If you're on Windows, they are installed with the platform SDK (or Visual Studio). However the header files are only compatible with OpenGL 1.1. You need to create function pointers for new functionality it later versions. Can you please clarify what version of OpenGL you're trying to use.
Locate your Visual Studio folder for where it puts libraries and also header files, download and copy lib files to lib folder and header files to header. Then copy dll files to system32. Then your code will 100% run.
Also Windows: For all of those includes you just need to download glut32.lib, glut.h, glut32.dll.
On Windows you need to include the gl.h header for OpenGL 1.1 support and link against OpenGL32.lib. Both are a part of the Windows SDK. In addition, you might want the following headers which you can get from http://www.opengl.org/registry .
<GL/glext.h> - OpenGL 1.2 and above compatibility profile and extension interfaces..
<GL/glcorearb.h> - OpenGL core profile and ARB extension interfaces, as described in appendix G.2 of the OpenGL 4.3 Specification. Does not include interfaces found only in the compatibility profile.
<GL/glxext.h> - GLX 1.3 and above API and GLX extension interfaces.
On Linux you need to link against libGL.so, which is usually a symlink to libGL.so.1, which is yet a symlink to the actual library/driver which is a part of your graphics driver. For example, on my system the actual driver library is named libGL.so.256.53, which is the version number of the nvidia driver I use. You also need to include the gl.h header, which is usually a part of a Mesa or Xorg package. Again, you might need glext.h and glxext.h from http://www.opengl.org/registry . glxext.h holds GLX extensions, the equivalent to wglext.h on Windows.
If you want to use OpenGL 3.x or OpenGL 4.x functionality without the functionality which were moved into the GL_ARB_compatibility extension, use the new gl3.h header from the registry webpage. It replaces gl.h and also glext.h (as long as you only need core functionality).
Last but not the least, glaux.h is not a header associated with OpenGL. I assume you've read the awful NEHE tutorials and just went along with it. Glaux is a horribly outdated Win32 library (1996) for loading uncompressed bitmaps. Use something better, like libPNG, which also supports alpha channels.
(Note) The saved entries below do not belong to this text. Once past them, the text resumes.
PR #137, opened 2021-06-23
Add in token lock wallets

davekaj:
syncing here https://thegraph.com/explorer/subgraph/davekaj/graph-network-combine

### DIFF
--- a/config/mainnetAddressScript.ts
+++ b/config/mainnetAddressScript.ts
@@ -21,6 +21,7 @@ export let addresses: Addresses = {
   ensPublicResolver: '{{mainnet.IPublicResolver}}',
   blockNumber: '',
   network: '',
+  tokenLockManager: ''
 }
 
 const main = (): void => {
@@ -28,6 +29,7 @@ const main = (): void => {
     let output = JSON.parse(mustache.render(JSON.stringify(addresses), renameAddresses))
     output.blockNumber = '11440000' // Hardcoded a few thousand blocks before 1st contract deployed
     output.network = 'mainnet'
+    output.tokenLockManager = "0xFCf78AC094288D7200cfdB367A8CD07108dFa128"
     fs.writeFileSync(__dirname + '/generatedAddresses.json', JSON.stringify(output, null, 2))
   } catch (e) {
     console.log(`Error saving artifacts: ${e.message}`)
--- a/package.json
+++ b/package.json
@@ -17,7 +17,7 @@
     "deploy-mainnet-no-ipfs": "yarn && yarn prep:no-ipfs && yarn prepare:mainnet && graph deploy graphprotocol/graph-network-mainnet --ipfs https://api.thegraph.com/ipfs/ --node https://api.thegraph.com/deploy/",
     "deploy-testnet": "yarn && yarn prep:ipfs && yarn prepare:rinkeby && graph deploy graphprotocol/graph-network-testnet --ipfs https://api.thegraph.com/ipfs/ --node https://api.thegraph.com/deploy/",
     "deploy-testnet-no-ipfs": "yarn && yarn prep:no-ipfs && yarn prepare:rinkeby && graph deploy graphprotocol/graph-network-testnet --ipfs https://api.thegraph.com/ipfs/ --node https://api.thegraph.com/deploy/",
-    "deploy-testing": "yarn && yarn prep:<IPFS_OR_NO-IPFS> && yarn <INSERT_MAINNET_OR_RINKEBY> && graph deploy <INSERT_SUBGRAPH_NAME> --ipfs https://api.thegraph.com/ipfs/ --node https://api.thegraph.com/deploy/",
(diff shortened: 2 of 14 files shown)


juanmardefago (approved):
Just some minor comments

package.json
```diff
@@ -17,7 +17,7 @@
     "deploy-mainnet-no-ipfs": "yarn && yarn prep:no-ipfs && yarn prepare:mainnet && graph deploy graphprotocol/graph-network-mainnet --ipfs https://api.thegraph.com/ipfs/ --node https://api.thegraph.com/deploy/",
     "deploy-testnet": "yarn && yarn prep:ipfs && yarn prepare:rinkeby && graph deploy graphprotocol/graph-network-testnet --ipfs https://api.thegraph.com/ipfs/ --node https://api.thegraph.com/deploy/",
     "deploy-testnet-no-ipfs": "yarn && yarn prep:no-ipfs && yarn prepare:rinkeby && graph deploy graphprotocol/graph-network-testnet --ipfs https://api.thegraph.com/ipfs/ --node https://api.thegraph.com/deploy/",
-    "deploy-testing": "yarn && yarn prep:<IPFS_OR_NO-IPFS> && yarn <INSERT_MAINNET_OR_RINKEBY> && graph deploy <INSERT_SUBGRAPH_NAME> --ipfs https://api.thegraph.com/ipfs/ --node https://api.thegraph.com/deploy/",
+    "deploy-testing": "yarn && yarn prep:no-ipfs && yarn prepare:mainnet && graph deploy davekaj/graph-network-combine --ipfs https://api.thegraph.com/ipfs/ --node https://api.thegraph.com/deploy/",
```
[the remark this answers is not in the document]
davekaj: yes, unintended! 😅  , will fix it

src/mappings/metadataHelpers.ts
```diff
@@ -4,67 +4,12 @@ import { jsonToString } from './utils'
 import { createOrLoadSubgraphCategory, createOrLoadSubgraphCategoryRelation, createOrLoadNetwork } from './helpers'
 
 export function fetchGraphAccountMetadata(graphAccount: GraphAccount, ipfsHash: string): void {
-  let ipfsData = ipfs.cat(ipfsHash)
```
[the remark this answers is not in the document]
davekaj: yeah i was wondering what was happening here. I noticed they were deleted, and i didnt delete it, so i figured it was automated. 

I am down to add it to the gitignore in this PR

davekaj:
Ready for review again. we will have to confirm it works when we sync here https://thegraph.com/explorer/subgraph/davekaj/graph-network-combine?version=pending

config/mainnetAddressScript.ts
```diff
@@ -21,13 +21,15 @@ export let addresses: Addresses = {
...
   network: '',
+  tokenLockManager: ''
 }
 
 const main = (): void => {
   try {
     let output = JSON.parse(mustache.render(JSON.stringify(addresses), renameAddresses))
     output.blockNumber = '11440000' // Hardcoded a few thousand blocks before 1st contract deployed
     output.network = 'mainnet'
+    output.tokenLockManager = "0xFCf78AC094288D7200cfdB367A8CD07108dFa128"
```
juanmardefago, line 32: Do we need to do this because the addresses aren't configured in the package?

src/mappings/gns.ts
```diff
@@ -72,10 +73,26 @@ export function handleSetDefaultName(event: SetDefaultName): void {
...
+    addDefaultNameTokenLockWallets(graphAccount, newDefaultName)
   }
   graphAccount.save()
 }
 
+// Add in default names to a graph accounts token lock wallets
+function addDefaultNameTokenLockWallets(graphAccount: GraphAccount, name: string): void {
+  let tlws = graphAccount.tokenLockWallets
+  for (let i = 0; i < tlws.length; i++) {
+    let tlw = GraphAccount.load(tlws[i])
```
juanmardefago, line 85: Are we sure this doesn't return null?
When we create the TLWs in `handleTokenLockCreated` we aren't creating a GraphAccount for it (only for its beneficiary), although it can create one by interacting with the protocol at any point (for example, staking to be an indexer), but what happens with those that don't interact at all? 🤔

juanmardefago: Mostly asking because, since we don't check for it to be null, we can make the subgraph fail on `.save()`, and we could easily fix it by checking for null. Although I might be missing something and it could be initializing the `GraphAccount` every time 😅

juanmardefago (commented):
Few comments

config/mainnetAddressScript.ts
davekaj: exactly. there are not part of the core contracts, and thus are not in the package!

src/mappings/gns.ts
davekaj: I think we should create a graph account for the token lock wallet in `handleTokenLockCreated` . I actually thought that was what I did, but I realize that I only did the beneficiary. 

So if we create both in there, then I believe that should satisfy the situation. What do you think? 

(Also we will still confirm when it is synced)

juanmardefago (approved):

PR #141, opened 2021-07-01
Add two different slashing percentages

abarmat:


abarmat:
@davekaj I left an intentional TODO to review together about the contract interface

juanmardefago:
@abarmat is this already on the contracts?

abarmat:
@juanmardefago it is being voted at the Council this week

abarmat:
My question is what if the `slashingPercentage()` existed as part of the interface in the past but at some block it isn't there, how does a subgraph handle that?

juanmardefago:
@abarmat if you removed it from the code, it's not gonna be consumed at all.
In short, if you use the direct view function (for example: `slashingPercentage()`) and it's not implemented in the contracts (doesn't matter at which point, if you query a contract and it can't handle it) it will break the subgraph.

To avoid this, you can use the `try_` function, in this case `try_slashingPercentage()`, which will not fail when it doesn't work, but simply not return any values.

(same for the new functions, which won't be available on the initial blocks prior to this council vote)

abarmat:
In the case of the new functions they will not be triggered because they will only do so when the right event was emitted. ParameterUpdated('idxSlashingPercentage') can only be emitted on the new contract.

`slashingPercentage()` existed in the past version of the contract, is it an issue of the ABI not having it to query for a time travel query?

juanmardefago:
> In the case of the new functions they will not be triggered because they will only do so when the right event was emitted. ParameterUpdated('idxSlashingPercentage') can only be emitted on the new contract.
> 
> `slashingPercentage()` existed in the past version of the contract, is it an issue of the ABI not having it to query for a time travel query?

yes, ideally you would have both, since the same behavior you mentioned before would still apply (it won't trigger the function if the event isn't triggered), and you would use `try_` functions to prevent any unexpected crashes

abarmat:
I think one of the issues is that the autogenerated ABI won't have the slashingPercentage() and we might need to add it manually

juanmardefago:
> I think one of the issues is that the autogenerated ABI won't have the slashingPercentage() and we might need to add it manually

Yeah it's not an issue, it can be manually stitched in, done that many times 😂 

I can take care of it while I wait for my testing to be unblocked, can you create an asana task for it?

abarmat:
Great :) let me know if you want to sync about it before addressing it so we ensure we don't break stuff. The contract is already upgraded in Rinkeby so it's a good test bed

juanmardefago:
@abarmat can you change the PR to point towards `mainnet-staging` rather than `master`?

juanmardefago:
Indexing here: https://thegraph.com/explorer/subgraph/juanmardefago/dev-subgraph2?query=slashing%20percentage&version=pending

abarmat:
done

juanmardefago:
Works as expected, merging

Mesa is evidently significantly larger. Its headers are
a bit variable, I suppose, depending on the flags given
to meson, but should include these typically:
2022 Update: On Windows, the platform SDKs and Visual Studio no longer install gl.h anywhere.
I have installed Visual Studio 2017, 2018, 2019, and 2022, and SDKs for Windows 8, 10, and 11. A search of my entire disk for "gl.h" produces no results. Searching for "windows.h" locates it correctly in VS's /include directories.
Googling how to acquire those header files simply instructs you to install VS and the SDKs.